* Saved entries:
PR #1731, opened 2026-07-28
eslint: enforce indentation (tabs or spaces)

alxndrsn:
Also fix violations.

This PR aims to introduce rules which most closely reflect the current code, and minimise changes.

This omits applying any indent rule in `packages/eslint.config.js`, as there is extensive usage of both tabs & spaces in the `packages` directory.

Ref https://github.com/getodk/central/issues/2090

- [x] ran locally
- [x] ci

Because consistency is good, and minimising accidental & incidental whitespace changes is helpful in keeping PRs focussed.

No effect - this isn't Python.

No.


package.json
```diff
@@ -9,7 +9,9 @@
     "build": "turbo run build",
     "build:web": "vite build",
     "changeset": "changeset",
-    "eslint": "eslint bin/ e2e-tests/ *.js -c bin/eslint.config.js --cache --max-warnings 0",
+    "eslint": "npm-run-all -p eslint:bin eslint:e2e-tests",
+    "eslint:bin": "eslint bin/ *.js -c bin/eslint.config.js --cache --max-warnings 0",
+    "eslint:e2e-tests": "eslint e2e-tests/ *.js -c e2e-tests/eslint.config.js --cache --max-warnings 0",
```
latin-panda: These two use `--cache`. How does `eslintcache` work when running `npm-run-all -p eslint:bin eslint:e2e-tests` (L12)? Are the caches appended or do they override each other? Maybe it needs a cache file for each of these (e.g. `.eslintcache.bin` and `.eslintcache.e2e`)

apps/forms/eslint.config.js
```diff
@@ -40,375 +40,376 @@ const vueFileExtensions = [...typeScriptFileExtensions, 'vue'];
...
+
+      // See explanation of typescript-eslint recommendation above
+      'no-undef': 'off',
+
+      // Consistent with all other source code
+      'vue/html-indent': ['error', 'tab'],
+      'vue/html-comment-indent': ['error', 'tab'],
+      'vue/script-indent': [
+        'error',
+        'tab',
```
latin-panda, line 359: It'd be good to update this for consistency. This refers to the TypeScript inside the Vue components.

bin/eslint.config.js
```diff
@@ -9,11 +9,12 @@ export default defineConfig(
...
       },
     },
-		extends: [
-			eslint.configs.recommended,
+    extends: [
+      eslint.configs.recommended,
     ],
     rules: {
       'eol-last': 'error',
+      'indent': [ 'error', 2, { SwitchCase:1, MemberExpression:2 } ],
```
latin-panda, line 17: The other configs in apps/central and apps/forms don't use `MemberExpression:2`. Should it be added?

latin-panda (commented):
Good contribution! I’ve included a few comments below.

package.json
alxndrsn: Great question!

apps/forms/eslint.config.js
alxndrsn: With this PR, I'm aiming for minimal changes to source files, and consistency within them, rather than cross-repo consistency and a big changeset.  With that in mind, should this change?

bin/eslint.config.js
alxndrsn: No - that would require significant changes to indentation across the project.  The aim of this PR is to introduce rules which most closely reflect the current code.  I'll update the PR description to reflect this.

package.json
latin-panda: Is the cache appending, or does it need separate cache files?

alxndrsn: :facepalm: forgot to check!

alxndrsn: > Is the cache appending

Maybe?  But even if it does, it's unpredictable running parallel tasks which update the same file.  I've added the `--cache-location` args to each `eslint` invocation so that they have their own separate cache files.

See: https://eslint.org/docs/latest/use/command-line-interface#--cache-location

latin-panda (approved):
Thank you!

* Required work:
Please quote every record above exactly as it appears.

* Answer to this task:
PR #1731, opened 2026-07-28
eslint: enforce indentation (tabs or spaces)

alxndrsn:
Also fix violations.

This PR aims to introduce rules which most closely reflect the current code, and minimise changes.

This omits applying any indent rule in `packages/eslint.config.js`, as there is extensive usage of both tabs & spaces in the `packages` directory.

Ref https://github.com/getodk/central/issues/2090

- [x] ran locally
- [x] ci

Because consistency is good, and minimising accidental & incidental whitespace changes is helpful in keeping PRs focussed.

No effect - this isn't Python.

No.


package.json
```diff
@@ -9,7 +9,9 @@
     "build": "turbo run build",
     "build:web": "vite build",
     "changeset": "changeset",
-    "eslint": "eslint bin/ e2e-tests/ *.js -c bin/eslint.config.js --cache --max-warnings 0",
+    "eslint": "npm-run-all -p eslint:bin eslint:e2e-tests",
+    "eslint:bin": "eslint bin/ *.js -c bin/eslint.config.js --cache --max-warnings 0",
+    "eslint:e2e-tests": "eslint e2e-tests/ *.js -c e2e-tests/eslint.config.js --cache --max-warnings 0",
```
latin-panda: These two use `--cache`. How does `eslintcache` work when running `npm-run-all -p eslint:bin eslint:e2e-tests` (L12)? Are the caches appended or do they override each other? Maybe it needs a cache file for each of these (e.g. `.eslintcache.bin` and `.eslintcache.e2e`)

apps/forms/eslint.config.js
```diff
@@ -40,375 +40,376 @@ const vueFileExtensions = [...typeScriptFileExtensions, 'vue'];
...
+
+      // See explanation of typescript-eslint recommendation above
+      'no-undef': 'off',
+
+      // Consistent with all other source code
+      'vue/html-indent': ['error', 'tab'],
+      'vue/html-comment-indent': ['error', 'tab'],
+      'vue/script-indent': [
+        'error',
+        'tab',
```
latin-panda, line 359: It'd be good to update this for consistency. This refers to the TypeScript inside the Vue components.

bin/eslint.config.js
```diff
@@ -9,11 +9,12 @@ export default defineConfig(
...
       },
     },
-		extends: [
-			eslint.configs.recommended,
+    extends: [
+      eslint.configs.recommended,
     ],
     rules: {
       'eol-last': 'error',
+      'indent': [ 'error', 2, { SwitchCase:1, MemberExpression:2 } ],
```
latin-panda, line 17: The other configs in apps/central and apps/forms don't use `MemberExpression:2`. Should it be added?

latin-panda (commented):
Good contribution! I’ve included a few comments below.

package.json
alxndrsn: Great question!

apps/forms/eslint.config.js
alxndrsn: With this PR, I'm aiming for minimal changes to source files, and consistency within them, rather than cross-repo consistency and a big changeset.  With that in mind, should this change?

bin/eslint.config.js
alxndrsn: No - that would require significant changes to indentation across the project.  The aim of this PR is to introduce rules which most closely reflect the current code.  I'll update the PR description to reflect this.

package.json
latin-panda: Is the cache appending, or does it need separate cache files?

alxndrsn: :facepalm: forgot to check!

alxndrsn: > Is the cache appending

Maybe?  But even if it does, it's unpredictable running parallel tasks which update the same file.  I've added the `--cache-location` args to each `eslint` invocation so that they have their own separate cache files.

See: https://eslint.org/docs/latest/use/command-line-interface#--cache-location

latin-panda (approved):
Thank you!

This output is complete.